Canadian cruise ship passengers whose charter plane landed at CFB Trenton early Friday morning are now en route to Cornwall to begin a 14-day quarantine, Health Canada officials say.
The plane, which landed just after 2 a.m. ET, was carrying passengers from the cruise liner that was quarantined in Yokohama, Japan, since early February due to an outbreak of COVID-19, which is caused by the coronavirus.
According to a Facebook post by Bernadette Clement, the mayor of Cornwall, Ont., 131 passengers and seven crew members were on board the charter flight.
The majority of those passengers are over the age of 60, she said, but range in age from 20 to 80.
All repatriated passengers on the chartered flight had tested negative for the virus but were screened again in Trenton before boarding buses destined for the NAV Centre in Cornwall, according to Health Canada officials.
Lolita Wiesner, who was on the Diamond Princess cruise ship to celebrate her anniversary, said medics boarded the plane shortly after landing to take passengers’ temperatures and deliver meals.
Of the Diamond Princess’s roughly 3,700 passengers and crew, more than 600 have contracted COVID-19, including 47 out of 256 Canadians on board.
The Canadians who contracted the illness did not board the flight.
As the quarantine in Cornwall gets underway, another group of people are due to be released today from separate quarantine in Trenton. Canadians evacuated from Wuhan, the Chinese city at the heart of the outbreak, were quarantined at Yukon Lodge after returning to Canada on Feb. 7.
The NAV Centre is a hotel, conference and community centre.
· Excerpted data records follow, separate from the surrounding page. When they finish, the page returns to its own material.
PR #184, opened 2019-03-27
Flatten compression params

ajgdls:
This should be the last PR required for complete functionality of GapFill and compression within Excalibur (and other detectors in the future).
Added @timcnicholls as I enjoy getting that token tick :)

### DIFF
--- a/frameProcessor/src/FileWriterPlugin.cpp
+++ b/frameProcessor/src/FileWriterPlugin.cpp
@@ -358,11 +358,9 @@ void FileWriterPlugin::requestConfiguration(OdinData::IpcMessage& reply)
 
     // Add the dataset compression
     reply.set_param(get_name() + "/dataset/" + iter->first + "/" + FileWriterPlugin::CONFIG_DATASET_COMPRESSION, (int)iter->second.compression);
-    if ((int)iter->second.compression == blosc) {
-      reply.set_param(get_name() + "/dataset/" + iter->first + "/" + FileWriterPlugin::CONFIG_DATASET_BLOSC_COMPRESSOR, (int)iter->second.blosc_compressor);
-      reply.set_param(get_name() + "/dataset/" + iter->first + "/" + FileWriterPlugin::CONFIG_DATASET_BLOSC_LEVEL, (int)iter->second.blosc_level);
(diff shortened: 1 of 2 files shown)


frameProcessor/src/FileWriterPlugin.cpp
```diff
@@ -358,11 +358,9 @@ void FileWriterPlugin::requestConfiguration(OdinData::IpcMessage& reply)
 
     // Add the dataset compression
     reply.set_param(get_name() + "/dataset/" + iter->first + "/" + FileWriterPlugin::CONFIG_DATASET_COMPRESSION, (int)iter->second.compression);
-    if ((int)iter->second.compression == blosc) {
-      reply.set_param(get_name() + "/dataset/" + iter->first + "/" + FileWriterPlugin::CONFIG_DATASET_BLOSC_COMPRESSOR, (int)iter->second.blosc_compressor);
-      reply.set_param(get_name() + "/dataset/" + iter->first + "/" + FileWriterPlugin::CONFIG_DATASET_BLOSC_LEVEL, (int)iter->second.blosc_level);
-      reply.set_param(get_name() + "/dataset/" + iter->first + "/" + FileWriterPlugin::CONFIG_DATASET_BLOSC_SHUFFLE, (int)iter->second.blosc_shuffle);
-    }
+    reply.set_param(get_name() + "/dataset/" + iter->first + "/" + FileWriterPlugin::CONFIG_DATASET_BLOSC_COMPRESSOR, (int)iter->second.blosc_compressor);
```
MattTaylorDLS: This to me seems a little unfortunate that it's "polluting" the FileWriterPlugin with blosc specific parameters, but i guess there's no way around it.

ajgdls: It isn't great, but in the long run we will create the Excalibur adapter to manage all of this; I don't know if we will need to expose any of them at that point as they could all be configuration options (build time).
Currently all dataset objects have these parameters even if they were being hidden from the configuration control interface, and so I have made a direct mapping of dataset parameters to configuration parameters.  They are ignored if Blosc is not chosen.

ajgdls:
Thanks everyone for getting these through so quickly.

PR #185, opened 2019-04-02
Kafka Producer plugin

hir12111:
- Implementation of a plugin that allows sending frames to one or more Kafka servers asynchronously.
- Unit tests
- Kafka cmake file
- Travis dependency installer

A few decisions were made in this implementation:

 - librdkafka C library was used instead of the C++ version as it is more flexible.
 - The message header is json (for more flexibility and easy to parse), the message structure is: [2 bytes header size] + [json header] + [frame data]
 - The header contains the following keys: "data_size", "data_type", "frame_number", "dims", "frame_offset", "acquisition_id", "compression" and optionally "parameters" (object containing frame parameters)
 - The plugin is optional
 - The message is sent without blocking (or waiting for ack)
 - Default partition is automatic partitioning (RD_KAFKA_PARTITION_UA)
 - It allows choosing which dataset will be published, defaults to "data"
 - It allows choosing in which topic will be published, defaults to "data"
 - If many topics or datasets are required, the plugin could be instantiated many times with different configuration.

I've already tested it with Tom in our kafka cluster and everything works fine.
EDIT: it has also been tested with a real Eiger detector

### DIFF
--- a/frameProcessor/include/KafkaProducerPlugin.h
+++ b/frameProcessor/include/KafkaProducerPlugin.h
@@ -20,8 +20,8 @@ using namespace log4cxx::helpers;
 #define KAFKA_ERROR_BUFFER_LEN 512
 #define KAFKA_MAX_MSG_LEN 512
 #define KAFKA_LINGER_MS 1000
-#define KAFKA_DATASET_TOPIC_SEPARATOR ":"
 #define KAFKA_DEFAULT_DATASET "data"
+#define KAFKA_DEFAULT_TOPIC   "data"
 #define KAFKA_POLLING_MS 5000
 #define KAFKA_MESSAGE_MAX_BYTES "134217728"
 #define MSG_HEADER_FRAME_SIZE_KEY "data_size"
@@ -52,6 +52,8 @@ namespace FrameProcessor {
 
     void requestConfiguration(OdinData::IpcMessage &reply);
 
+    void status(OdinData::IpcMessage &status);
+
     void process_frame(boost::shared_ptr <Frame> frame);
 
     bool reset_statistics();
@@ -69,12 +71,12 @@ namespace FrameProcessor {
 
     void configure_kafka_topic(std::string topic_name);
 
-    void configure_kafka_partition(int32_t partition);
+    void configure_partition(int32_t partition);
 
     void configure_dataset(std::string dataset);
 
     void *create_message(boost::shared_ptr<Frame> frame,
-            size_t &nbytes);
+                         size_t &nbytes);
 
     void enqueue_frame(boost::shared_ptr<Frame> frame);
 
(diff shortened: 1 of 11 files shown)


ulrikpedersen:
Thanks @hir12111! 

We want to test this with at least one of our detector systems (preferably Eiger) before merging this PR.

hir12111:
I was using Stroustrup code style in my IDE, unfortunately there isn't any predefined code style that matches this project, so I fixed it manually in the last commit

hir12111:
I tested it with the Eiger simulator and it worked fine, then, Matt and I went to VMXi and tested it with a real Eiger, the test worked and the Kafka server got the data without problems. 
In future we might try doing load testing,  by pushing as many frames as possible (once SC gets the servers ready)

frameProcessor/src/KafkaProducerPlugin.cpp
```diff
@@ -0,0 +1,419 @@
...
+    // Make sure statistics are updated
+    poll_delivery_message_report_queue();
+
+    reply.set_param(get_name() + "/" + KafkaProducerPlugin::CONFIG_SENT,
+                    frames_sent_);
+    reply.set_param(get_name() + "/" + KafkaProducerPlugin::CONFIG_LOST,
+                    frames_lost_);
+    reply.set_param(get_name() + "/" + KafkaProducerPlugin::CONFIG_ACK,
+                    frames_ack_);
+  }
```
GDYendell: The above config items should be added to the readback here.

hir12111:
I've fixed what Gary mentioned in the last commit, now all the configuration parameters are included in requestConfiguration and the stats are in status.
I have also included a new parameter for configuring the topic name (independently of the dataset name), it defaults to "data" if not set.

MattTaylorDLS:
Did we find out if these are the things that the intended kafka consumers are going to want? Is there a specification drawn up somewhere?

ulrikpedersen:
> Did we find out if these are the things that the intended kafka consumers are going to want? Is there a specification drawn up somewhere?

Not yet. That's a bit of a bee's nest to dive into and I need to clear some of my own backlog before I can properly dedicate some time to this...

frameProcessor/include/KafkaProducerPlugin.h
```diff
@@ -0,0 +1,132 @@
+//
+// Created by hir12111 on 25/03/19.
```
skyfrench: Replace fed ID with author name

frameProcessor/src/KafkaProducerPluginLib.cpp
```diff
@@ -0,0 +1,16 @@
+//
+// Created by hir12111 on 25/03/19.
```
skyfrench: Fed ID -> name

frameProcessor/src/KafkaProducerPlugin.cpp
```diff
@@ -0,0 +1,428 @@
...
+#include "rapidjson/writer.h"
+#include "rapidjson/stringbuffer.h"
+
+#include "KafkaProducerPlugin.h"
+#include "version.h"
+
+namespace FrameProcessor {
+
+  // Callback function used to report status of a delivered message
+  static void kafka_message_callback(rd_kafka_t *kafka_producer,
```
skyfrench: For all functions should there be more detailed comments? Detailed comment specifying parameters and return in source code, and single line / trailing comment in header for methods?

It has previously been used by the federal government as an emergency shelter.
Some Cornwall residents, including Mayor Bernadette Clement, were surprised and expressed concern about hosting the cruise ship passengers at a facility that’s open to the public and not typically used for medical purposes.
Representatives from the Public Health Agency of Canada, which is handling the operation, said no one under quarantine will be in contact with the general public.
The Eastern Ontario Health Unit (EOHU) said the section of the NAV Centre that will be used is isolated and has its own ventilation system separate from the rest of the complex.
Health officials said in a press conference Monday that the risk to the general public is low.